As can be understood through the embodiments described above, according to the image monitoring device according to the present invention, a TV that images a specific monitoring area
Even if the camera or the specific monitoring area itself vibrates due to exceeding its stable operating state due to strong winds or the passage of a large vehicle, and this causes changes in the input image of the specific monitoring area, an intruder may not be able to capture the image. Since changes can be reliably distinguished, malfunctions of the monitoring device, that is, erroneous transmission of intruder detection can be prevented. Further, it is possible to prevent unnecessary or erroneous responses by personnel when an abnormality is detected, and it is possible to reduce costs in the security system.
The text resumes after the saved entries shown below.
PR #4359, opened 2025-08-15
refactor: remove manual conflicts check for `--frozen` & `--locked`

tdejager:
There was some very custom machinery to check `--frozen` and `--locked` conflicts. While just using clap will do, this removes all of that and adds clap conflict. Also removes related tests.

## Tested
Ran the commands manually with `--locked` etc. and through env variables and conflicts seem to work.

### DIFF
--- a/src/cli/add.rs
+++ b/src/cli/add.rs
@@ -198,7 +198,7 @@ pub async fn execute(args: Args) -> miette::Result<()> {
         pypi_deps,
         source_specs,
         prefix_update_config.no_install,
-        &lock_file_update_config.lock_file_usage()?,
+        &lock_file_update_config.lock_file_usage(),
         &dependency_config.feature,
         &dependency_config.platforms,
         args.editable,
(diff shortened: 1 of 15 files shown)


gshiba:
The custom handling was to address https://github.com/prefix-dev/pixi/issues/4031#issuecomment-3013239242

```
$ pixi --version
pixi 0.52.0

$ PIXI_FROZEN=false pixi list --locked > /dev/null  # works fine

$ pixi self-update --version 0.53.0

$ PIXI_FROZEN=false pixi list --locked > /dev/null
error: the argument '--locked' cannot be used with '--frozen'
```

tdejager:
Oh I'm sorry I missed that. I didn't mean to remove your contribution!

I do feel that, it might be better to either stick to the clap machinery. You can also unset the env variable after all, or make something for all current boolean env variables, and future ones as we would otherwise forget to parse "truthy" values for these.

tdejager:
That said I'd be happy to bring back the change for now.

gshiba:
I understand that this is a limitation of `clap` (and not `pixi`) but I argue `PIXI_FROZEN=false pixi list --locked` should not error out.

My preference is that this be rolled back, since it is a breaking change (the command above did _not_ barf in the previous version).

Probably best to continue this discussion in #4466

PR #4362, opened 2025-08-15
feat: produces a cache miss when a no-binary, no-build was found

tdejager:
This PR adds the case where we are using a built or non-built version from cache and we have no specified we want a source or dont want a binary package.

This is kind of a corner case, but uv covers it so its nice to have :)

### DIFF
--- a/crates/pixi_core/src/install_pypi/plan/cache.rs
+++ b/crates/pixi_core/src/install_pypi/plan/cache.rs
@@ -9,11 +9,22 @@
 
 use uv_cache::{CacheBucket, WheelCache};
 use uv_cache_info::Timestamp;
+use uv_configuration::BuildOptions;
 use uv_distribution::{BuiltWheelIndex, RegistryWheelIndex};
 use uv_distribution::{HttpArchivePointer, LocalArchivePointer};
 use uv_distribution_types::BuiltDist;
 use uv_distribution_types::{CachedDirectUrlDist, CachedDist, Dist, Name, SourceDist};
 use uv_pypi_types::VerbatimParsedUrl;
+
+#[derive(thiserror::Error, Debug)]
+pub enum DistCacheError {
+    #[error("URL dependency points to a wheel which conflicts with `--no-binary` option: {url}")]
+    NoBinaryConflictUrl { url: String },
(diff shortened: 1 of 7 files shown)


crates/pixi_core/src/install_pypi/plan/cache.rs
```diff
@@ -9,12 +9,23 @@
...
 use uv_distribution::{HttpArchivePointer, LocalArchivePointer};
 use uv_distribution_types::BuiltDist;
 use uv_distribution_types::{CachedDirectUrlDist, CachedDist, Dist, Name, SourceDist};
 use uv_pypi_types::VerbatimParsedUrl;
 
+#[derive(thiserror::Error, Debug)]
+pub enum DistCacheError {
+    #[error("URL dependency points to a wheel which conflicts with `--no-binary` option: {url}")]
+    NoBinaryConflictUrl { url: String },
+    #[error("Path dependency points to a wheel which conflicts with `--no-binary` option: {path}")]
```
nichmor, line 23: can we also have git conflict? or it is covered by `NoBinaryConflictUrl` ?

crates/pixi_core/src/install_pypi/plan/cache.rs
```diff
@@ -24,7 +35,8 @@ pub trait DistCache<'a> {
         &mut self,
         dist: &'a Dist,
         uv_cache: &uv_cache::Cache,
-    ) -> Result<Option<CachedDist>, uv_distribution::Error>;
+        build_options: BuildOptions,
```
nichmor: can we receive it by reference?

crates/pixi_core/src/install_pypi/plan/cache.rs
tdejager: Yeah, its all the same :)

crates/pixi_core/src/install_pypi/plan/cache.rs
tdejager: We can!

tdejager: And we did.

PR #4370, opened 2025-08-16
fix: preserve decoration when inserting dependency

### LINKED ISSUE #4267: Pixi does not always preserve comments in manifest toml file
### Checks

### Reproducible example

Create a new project with this `pyproject.toml`
```toml
[project]
dependencies = []
name = "foobar"
requires-python = ">=3.13,<3.14"
version = "0.1.0"

[tool.pixi.workspace]
channels = ["conda-forge"]

[tool.pixi.tasks]

[tool.pixi.dependencies]
# Hello world!
httpx = ">=0.28.1,<0.29" # Some comment.
```
and run `pixi upgrade` which will replace the complete `[tool.pixi.dependencies]` table and remove all comments resulting in this:
```toml
[tool.pixi.dependencies]
httpx = ">=0.28.1,<0.29"
```
The same happens when running `pixi add httpx`, that dependency already exist, but when adding a new dependency, e.g. `pixi add numpy`, the comments are preserved just fine.

### Issue description

I think pixi completely replaces the dependency table when it changes a dependency that is already in the manifest and thus loses all the comments. But instead it should work on the table that has been parsed with the `toml_edit` crate and write that one back which would preserve everything. Just a guess though.

### Expected behavior

Pixi does not remove comments from a manifest toml file or change the styling in any other way, at least where reasonably doable.

baszalmstra:
Fixes #4267. 

Fixes an issue where the decorations (comments, newlines, etc) were not retained when pixi re-adds a dependency to the manifest file. This happens when you run `pixi upgrade` or `pixi add` with an existing dependency.

### DIFF
--- a/crates/pixi_manifest/src/manifests/document.rs
+++ b/crates/pixi_manifest/src/manifests/document.rs
@@ -1,10 +1,5 @@
 use std::{fmt, str::FromStr, sync::Arc};
 
-use crate::{
-    FeatureName, LibCSystemRequirement, ManifestKind, ManifestProvenance, PypiDependencyLocation,
-    SpecType, SystemRequirements, Task, TomlError, manifests::table_name::TableName,
-    toml::TomlDocument, utils::WithSourceCode,
-};
 use miette::{Diagnostic, NamedSource};
 use pixi_consts::consts;
 use pixi_pypi_spec::{PixiPypiSpec, PypiPackageName};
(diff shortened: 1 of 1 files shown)


tests/integration_rust/snapshots/integration_rust__upgrade_tests__pypi_dependency_index_preserved_on_upgrade.snap
```diff
@@ -8,7 +8,7 @@ expression: redacted_content
         exclude-newer = "2025-05-19"
 
         [pypi-dependencies]
-click = { version = ">=8.2.0, <9", index = "https://pypi.tuna.tsinghua.edu.cn/simple" }
```
baszalmstra, line 11: This is immediately an interesting case that was previously "broken". There are whitespaces in front of all the keys. These were removed previously. The new implementation retains this.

[Brief explanation of drawings]

FIG. 1 is a functional block diagram of an image monitoring device according to an embodiment of the present invention, FIG. 2 is a flowchart explaining the operation of the image monitoring device, and FIG. 3 is a two-dimensional diagram of a plurality of pixels showing image information. FIG. 4 is a plan view showing the arrangement; FIG. 4 is a conceptual diagram showing the results of calculating the difference values between the reference image information of the specific monitoring area and the input image information in vertical and horizontal columns; and FIG. 5 is the binarization means. A conceptual diagram showing the result of binarizing the difference value in Fig. 4 using The figure which shows the image of a disturbance factor, etc. ■...Image input device, 2...Input image memory 3.
...Reference image memory, 5...Alarm device. 4... Image processing device,

Claims (1)

[Scope of Claims] 1. An image monitoring device that detects changes in image information in a monitoring area and monitors intruders, etc., comprising: a reference image memory that stores a reference image of a specific monitoring area; and the specific monitoring area. an image processing device that determines the presence or absence of an intruder based on the input image information and the reference image information; pixel column adding means for adding the luminance differences of each image calculated from each pixel column, and continuity for counting the number of consecutive pixel columns in which each difference luminance value added by the pixel column adding means is equal to or greater than a certain value. 1. An image monitoring device comprising: a determining means, and generating an alarm drive signal to an alarm circuit when the number of consecutive determination results of the continuity determining means is equal to or greater than a predetermined number of consecutive times. 2. The image processing device further includes a binarization unit that binarizes the luminance difference value of each image added by the pixel string addition unit according to the magnitude with respect to a certain threshold value, and the binarization unit binarizes the luminance difference value of each image added by the pixel string addition unit. 2. The image monitoring apparatus according to claim 1, wherein the continuity determining means counts the number of consecutive pixel rows whose differential luminance values are equal to or greater than the predetermined value.